Date and categories are set for the 3rd annual Navarre Fishing Rodeo this fall -

Sat Oct 3 & Sun Oct 4

The event benefits Heroes on the Water, Take A Kid Fishing Foundation, & Navarre Beach Marine Park*

*Includes
Navarre Beach Marine Science Station
Navarre Beach Sea Turtle Conservation Center
Navarre Beach Marine Sanctuary


----------



## Caddy Yakker (May 21, 2011)

I couldn't find the rules or entry fee price on the website? I have fished the past 2 but noticed this yr there's a kayak division. Also wondering what the prizes are. I know it's still a ways out and maybe things have yet to be finalized.


----------



## need2fish (Oct 2, 2007)

Yeah - rules aren't posted yet. Categories are Kids, Open and Kayak (but I think you can fish both the Kayak and the open on one ticket - just have to catch the Kayak species from a kayak).
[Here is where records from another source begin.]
PR #775, opened 2023-06-30
276 - Application auth changes

brownbearsoftware:
- Create Application: if you pass LAO check
- Application appears in the list view (i.e. /applications in the UI): only if you created it
- Can access Application by its ID (i.e. through direct link to it /applications/{id}): if you pass LAO check or have the LAO qualification

### DIFF
--- a/src/main/kotlin/uk/gov/justice/digital/hmpps/approvedpremisesapi/controller/ApplicationsController.kt
+++ b/src/main/kotlin/uk/gov/justice/digital/hmpps/approvedpremisesapi/controller/ApplicationsController.kt
@@ -106,7 +106,7 @@ class ApplicationsController(
     val deliusPrincipal = httpAuthService.getDeliusPrincipalOrThrow()
     val user = userService.getUserForRequest()
 
-    val (offender, inmate) = getPersonDetail(body.crn)
+    val (offender, inmate) = getPersonDetail(body.crn, true)
 
     val applicationResult = when (xServiceName ?: ServiceName.approvedPremises) {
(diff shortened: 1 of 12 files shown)


brownbearsoftware:
[Remove caseload check in API/Application Auth changes](https://trello.com/c/Tyo68ATu/276-remove-caseload-check-in-api-application-auth-changes)

src/main/kotlin/uk/gov/justice/digital/hmpps/approvedpremisesapi/controller/ApplicationsController.kt
```diff
@@ -243,10 +243,16 @@ class ApplicationsController(
...
-  private fun getPersonDetail(crn: String): Pair<OffenderDetailSummary, InmateDetail> {
+  private fun getPersonDetail(crn: String, ignoreLaoQualification: Boolean = false): Pair<OffenderDetailSummary, InmateDetail> {
     val user = userService.getUserForRequest()
 
-    val offenderResult = offenderService.getOffenderByCrn(crn, user.deliusUsername, user.hasQualification(UserQualification.LAO))
+    val ignoreLao = if (ignoreLaoQualification) {
+      false
+    } else {
+      user.hasQualification(UserQualification.LAO)
+    }
```
danlivings-dxw, line 253: I found it a bit difficult to understand what the logic was here. I think renaming `ignoreLaoQualification` to something like `forceLaoChecks` would make it clearer what the intent is.

danlivings-dxw (approved):

PR #785, opened 2023-07-07
Hide bookings for LAO offenders from bedspace search endpoint when user does not have LAO access

danlivings-dxw:
> See [ticket #1334 on the CAS3 Trello board](https://trello.com/c/DBJ35e6B/1334-find-a-booking-journey-doesnt-log-the-user-out-if-a-booking-for-a-lao-exists).

Currently, if a user does not have LAO access, when they search for bookings the API will return a `403 Forbidden` response if one of the results is for a LAO offender. This will have the effect of logging the user out of the application on the frontend, making the booking search inaccessible.

Instead, these bookings should be filtered out when the API computes the response so that the user can successfully see bookings for which they have permissions.


tahb (approved):
LGTM!

PR #787, opened 2023-07-10
Handle non-arrivals

pezholio:
Currently, if a booking is recorded as non-arrived, then it still shows in the calendar and blocks the bed for future bookings. This should fix the underlying issue.


src/test/kotlin/uk/gov/justice/digital/hmpps/approvedpremisesapi/integration/CalendarRepositoryTest.kt
```diff
@@ -133,6 +133,57 @@ class CalendarRepositoryTest : IntegrationTestBase() {
     assertThat(result[expectedBedKey]).isEmpty()
   }
 
+  @Test
+  fun `Results are correct for a Premises with a Room & Bed and a non-arrived lost bed and booking`() {
```
brownbearsoftware, line 137: Should this read:

`Results are correct for a Premises with a Room & Bed and a lost bed and non-arrived booking`

brownbearsoftware (approved):

PR #788, opened 2023-07-10
1547 - withdraw application

brownbearsoftware:
Allow withdrawin an Application by setting its `isWithdrawn` property to true when updating it.  This then changes the status to `withdrawn` which the FE can use to filter out withdrawn Applications.


brownbearsoftware:
[Withdraw Application](https://trello.com/c/HeRfyOs0/1547-withdraw-application)

pezholio (commented):
I think this is a good start, but at the moment, we have to send the `data` payload with the update request, which doesn't seem right. I wonder whether a `applications/{applicationId}/withdraw` endpoint would be the right thing? 

I think users will also want withdrawn applications to be hidden on the `/applications` view

PR #791, opened 2023-07-10
1547 - Withdraw application endpoint

brownbearsoftware:
`PUT /applications/{id}/withdraw` sets a new `isWithdrawn` property on AP Applications.

Applications that are withdrawn do not appear in the list Application Summaries results.

### DIFF
--- a/src/main/resources/static/api.yml
+++ b/src/main/resources/static/api.yml
@@ -1717,6 +1717,35 @@ paths:
           $ref: '#/components/responses/403Response'
         500:
           $ref: '#/components/responses/500Response'
+  /applications/{applicationId}/withdrawal:
+    post:
+      tags:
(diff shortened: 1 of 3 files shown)


src/main/resources/static/api.yml
```diff
@@ -1717,6 +1717,35 @@ paths:
           $ref: '#/components/responses/403Response'
         500:
           $ref: '#/components/responses/500Response'
+  /applications/{applicationId}/withdraw:
+    put:
```
pezholio, line 1721: I think this should be a `POST` to `/applications/{applicationId}/withdrawl` because we're creating a withdrawl here

pezholio (approved):
LGTM, just one minor RESTy comment

PR #794, opened 2023-07-12
245 - Booking date change endpoint

brownbearsoftware:


src/test/kotlin/uk/gov/justice/digital/hmpps/approvedpremisesapi/unit/service/BookingServiceTest.kt
```diff
@@ -3599,4 +3604,365 @@ class BookingServiceTest {
...
+        .withUnitTestControlTestProbationAreaAndLocalAuthority()
+        .produce()
+
+      val room = RoomEntityFactory()
+        .withPremises(premises)
+        .produce()
+
+      val bed = BedEntityFactory()
+        .withRoom(room)
+        .produce()
```
pezholio, line 3626: Some of these entities can probably be at the class level to DRY things up

src/test/kotlin/uk/gov/justice/digital/hmpps/approvedpremisesapi/unit/transformer/DateChangeTransformerTest.kt
```diff
@@ -0,0 +1,68 @@
...
+        newArrivalDate = LocalDate.parse("2023-07-18"),
+        newDepartureDate = LocalDate.parse("2023-07-20"),
+        booking = booking,
+        changedByUser = user,
+      ),
+    )
+
+    assertThat(result).isEqualTo(
+      DateChange(
+        id = UUID.fromString("22931e1d-9a8c-4087-90d9-9fd7638837fa"),
```
pezholio, line 58: Could probably initialise the dateChangeEntity as a `val` here and assert that the ID is equalty to `dateChangeEntity.id` to avoid repeating ourselves

pezholio (approved):
LGTM, just a couple of DRYing up opportunities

Prizes have been Yeti products in last couple years - so I think that will remain the same.

I know weigh in an capt meeting is planned to be at juana's


----------



## NavarreFishingRodeo (Aug 5, 2015)

*Navarre Fishing Rodeo (More info)*

Rules will be posted on the website by the end of today. Also, there will be a signup form given there as well. It's probably best to sign up early, it's $35 until 11:59pm on September 17th! After that, it's $45. :thumbsup:

http://www.navarrefishingrodeo.com/

I'm helping organize the event, and it does my heart good to see that people are already talking about us.


----------



## NavarreFishingRodeo (Aug 5, 2015)

Caddy Yakker said:


> I couldn't find the rules or entry fee price on the website? I have fished the past 2 but noticed this yr there's a kayak division. Also wondering what the prizes are. I know it's still a ways out and maybe things have yet to be finalized.
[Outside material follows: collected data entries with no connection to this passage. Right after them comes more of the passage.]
PR #796, opened 2023-07-12
Logging changes

brownbearsoftware:
- Fix MDC issues
- Log 400/500 reasons to aid live issue investigations

### DIFF
--- a/src/main/kotlin/uk/gov/justice/digital/hmpps/approvedpremisesapi/problem/ExceptionHandling.kt
+++ b/src/main/kotlin/uk/gov/justice/digital/hmpps/approvedpremisesapi/problem/ExceptionHandling.kt
@@ -6,6 +6,7 @@ import com.fasterxml.jackson.databind.exc.MismatchedInputException
 import com.fasterxml.jackson.databind.node.ArrayNode
 import com.fasterxml.jackson.databind.node.ObjectNode
 import io.sentry.Sentry
+import org.slf4j.LoggerFactory
 import org.springframework.http.HttpStatus
 import org.springframework.http.ResponseEntity
 import org.springframework.http.converter.HttpMessageNotReadableException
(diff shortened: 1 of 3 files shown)


src/main/kotlin/uk/gov/justice/digital/hmpps/approvedpremisesapi/controller/ApplicationsController.kt
```diff
@@ -108,6 +108,8 @@ class ApplicationsController(
     val deliusPrincipal = httpAuthService.getDeliusPrincipalOrThrow()
     val user = userService.getUserForRequest()
 
+    throw BadRequestProblem(mapOf("key" to "value", "otherkey" to "othervalue"), "some error detail")
```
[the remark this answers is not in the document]
brownbearsoftware: 😅 woops

src/main/kotlin/uk/gov/justice/digital/hmpps/approvedpremisesapi/problem/ExceptionHandling.kt
```diff
@@ -130,6 +135,19 @@ class ExceptionHandling(
     return true
   }
 
+  override fun log(throwable: Throwable, problem: Problem, request: NativeWebRequest, status: HttpStatus) {
+    when (problem) {
+      is BadRequestProblem -> logBadRequestProblem(problem)
+      is InternalServerErrorProblem -> logInternalServerErrorProblem(problem)
```
pezholio, line 141: Should we be calling `logInternalServerErrorProblem` somewhere too? (like we do with `logBadRequestProblem` on line 115) Or is there some magic going on here?

brownbearsoftware: this `log` method is from the `ProblemHandling` interface and gets called whenever we throw a Problem from a controller.  We only call logBadRequestProblem explicitly from line 115 because this `log` function never gets called on that particular route since it never reaches a controller.

pezholio: Ah, gotcha

pezholio (approved):

PR #800, opened 2023-07-14
Feature/389 update cas2 application

Harriethw:


src/test/kotlin/uk/gov/justice/digital/hmpps/approvedpremisesapi/integration/ApplicationTest.kt
```diff
@@ -1442,6 +1443,67 @@ class ApplicationTest : IntegrationTestBase() {
     }
   }
 
+  @Test
+  fun `Update existing CAS2 application returns 200 with correct body`() {
+    `Given a User` { submittingUser, jwt ->
+      `Given a User` { userEntity, _ ->
```
edavey, line 1449: I don't think this second ``Given a User` { userEntity, _ ->` context is used or needed?

PR #1646, opened 2024-03-20
APS-521 show application withdrawal reason in timeline events

davidatkinsuk:
Screenshot 2024-03-20 at 12 14 04


edavey (approved):
very neat, and thks for refactoring for improved clarity.

PR #1647, opened 2024-03-20
APS-404 Add new method to populate user's ap area and a migration job to test it

davidatkinsuk:


src/test/kotlin/uk/gov/justice/digital/hmpps/approvedpremisesapi/integration/UserMappingServiceTest.kt
```diff
@@ -0,0 +1,167 @@
...
+import uk.gov.justice.digital.hmpps.approvedpremisesapi.jpa.entity.ApAreaRepository
+import uk.gov.justice.digital.hmpps.approvedpremisesapi.service.UserMappingService
+
+class UserMappingServiceTest {
+
+  private val apAreaRepository = mockk<ApAreaRepository>()
+
+  private val service = UserMappingService(apAreaRepository)
+
+  private val usersProbationRegionArea = ApAreaEntityFactory().produce()
```
edavey, line 24: would something like `usersApAreaThroughProbationRegion` or `usersProbationRegionApArea` be clearer here? I think using "Area" on it's own is inherently confusing as we have Delius "Probation area" and CAS1 "AP Area"...

src/test/kotlin/uk/gov/justice/digital/hmpps/approvedpremisesapi/integration/UserMappingServiceTest.kt
```diff
@@ -0,0 +1,167 @@
...
+  private val usersProbationRegion = ProbationRegionEntityFactory()
+    .withDefaults()
+    .withApArea(usersProbationRegionArea)
+    .produce()
+
+  @Nested
+  inner class DetermineApArea {
+
+    @Test
+    fun `determineApArea when user not in national probation area, return probation's associated ap area`() {
```
edavey, line 35: I think this should be "return probation **region**'s associated ap area"?

src/test/kotlin/uk/gov/justice/digital/hmpps/approvedpremisesapi/integration/UserMappingServiceTest.kt
```diff
@@ -0,0 +1,167 @@
...
+      "XX, N43SCE, SEE",
+      "XX, N43WSW, SWSC",
+      "XX, N43OMD, Mids",
+      "XX, N43OLK, LON",
+      "XX, N43ONM, NW",
+      "XX, N43OSE, SEE",
+      "XX, N43OWS, SWSC",
+      "XX, N41CRU, NE",
+    )
+    fun `determineApArea when user in national probation area and mapping exists for team`(
```
edavey, line 96: would something like 

> determine ApArea **from team code** when user in national probation area and mapping exists for team

be more descriptive?

src/test/kotlin/uk/gov/justice/digital/hmpps/approvedpremisesapi/integration/UserMappingServiceTest.kt
```diff
@@ -0,0 +1,167 @@
...
+        .produce()
+
+      assertThatThrownBy {
+        service.determineApArea(
+          usersProbationRegion,
+          staffUserDetails,
+        )
+      }.hasMessage(
+        "Internal Server Error: Could not find a delius team mapping for delius user J_ALUCARD " +
+          "with delius probation area code N43 and teams []",
```
edavey, line 138: lovely, thks

src/test/kotlin/uk/gov/justice/digital/hmpps/approvedpremisesapi/integration/UserMappingServiceTest.kt
```diff
@@ -0,0 +1,167 @@
...
+      )
+    }
+
+    @Test
+    fun `determineApArea when user in national probation area but mapping is not available for any of their teams`() {
```
edavey, line 143: would something like:

> throws error and logs details when user in national probation area but mapping is not available for any of their teams

be clearer when scanning the test file?

src/main/kotlin/uk/gov/justice/digital/hmpps/approvedpremisesapi/migration/Cas1ValidateApAreaUserMapping.kt
```diff
@@ -0,0 +1,39 @@
...
+  private val userRepository: UserRepository,
+  private val userMappingService: UserMappingService,
+  private val communityApiClient: CommunityApiClient,
+) : MigrationJob() {
+  private val log = LoggerFactory.getLogger(this::class.java)
+  override val shouldRunInTransaction = false
+
+  @SuppressWarnings("MagicNumber", "TooGenericExceptionCaught")
+  override fun process() {
+    userRepository.findAll().forEach { user ->
```
edavey, line 19: I'll be interested to know how this behaves for CAS3 users. It doesn't make sense to record an AP Area for them, but I'm not sure we can distinguish between them from their db records once created. 

This is going to be a consideration in `UserService.getExistingUserOrCreate()` also -- as we'll want to set `User.ap_area_id` only for CAS1 users I think?

edavey (approved):
Looks good, but I'm wondering how we're going to distinguish CAS1 users as AP Area isn't meaningful for other users...

src/main/kotlin/uk/gov/justice/digital/hmpps/approvedpremisesapi/migration/Cas1ValidateApAreaUserMapping.kt
davidatkinsuk: As discussed, we'll only attempt to set/update the user.ap_area field if the call originated from the CAS1 UI (as we have no other way to identify if a given user will be using CAS1).

src/test/kotlin/uk/gov/justice/digital/hmpps/approvedpremisesapi/integration/UserMappingServiceTest.kt
davidatkinsuk: Thanks for the excellent naming suggestions, it's much easier to understand now

PR #1648, opened 2024-03-20
(Fix) Set createdAt in UpdateApplicationCas1 test

pezholio:
Now we’re relying on the created at date (at least temporarily) to get the noticeType, we need to ensure that the date the application is created is consistent (rather than being a random date in the past) to avoid flaky tests. This sets that `createdAt` date to now, so when we set the arrivalDate as 10 days or 7 months from now, we get a predictable response for the noticeType


pezholio:
Sorry for letting this sneak in!

davidatkinsuk:
> Sorry for letting this sneak in!

no worries, it's pretty subtle! (also i did a very similar thing 2 days ago)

The entry fee for signing up now is $35; starting September 15th it's $45. Also, we're really excited about the kayak division! Rules and everything should be finalized by the end of today. Prizes should be announced sometime soon as well. Hopefully I'll see ya out there, man! :thumbsup:


----------



## need2fish (Oct 2, 2007)

*Navarre Fishing Rodeo Early Registration Ends Soon*

Save $10 and register now for the Navarre Fishing Rodeo. Early registration ends on Sept 15th. Come out, wet a line and win some great prizes. Fish all or part of the weekend. First 200 entrants get a VERY nice long sleeve tech shirt from Mojo. Rodeo is Sat and Sun Oct 3rd and 4th.

Sponsorships are still being accepted also.

www.navarrefishingrodeo.com

Tight Lines


----------



## Yo-Zuri (May 31, 2015)

Looks great. I read this on the website:

 "Junior anglers will be registered automatically at weigh-in. No entry fee will be required with corresponding adult ticket."​ ​ ​ Does that mean a junior angler, to have a fish weighed and entered, must be accompanied by an adult who has bought a ticket?​


----------



## NavarreFishingRodeo (Aug 5, 2015)

Yo-Zuri said:


> Looks great. I read this on the website:
> 
> "Junior anglers will be registered automatically at weigh-in. No entry fee will be required with corresponding adult ticket."​ ​ ​ Does that mean a junior angler, to have a fish weighed and entered, must be accompanied by an adult who has bought a ticket?​


Yes. If you're accompanying the junior angler to the weigh-in and you have a ticket, it shouldn't be a problem.


----------



## need2fish (Oct 2, 2007)

10 Days Out. Enter online at http://www.navarrefishingrodeo.com/tickets.html


----------



## LIM-IT-OUT (Aug 26, 2014)

What is the payout for the inshore slam div.?


----------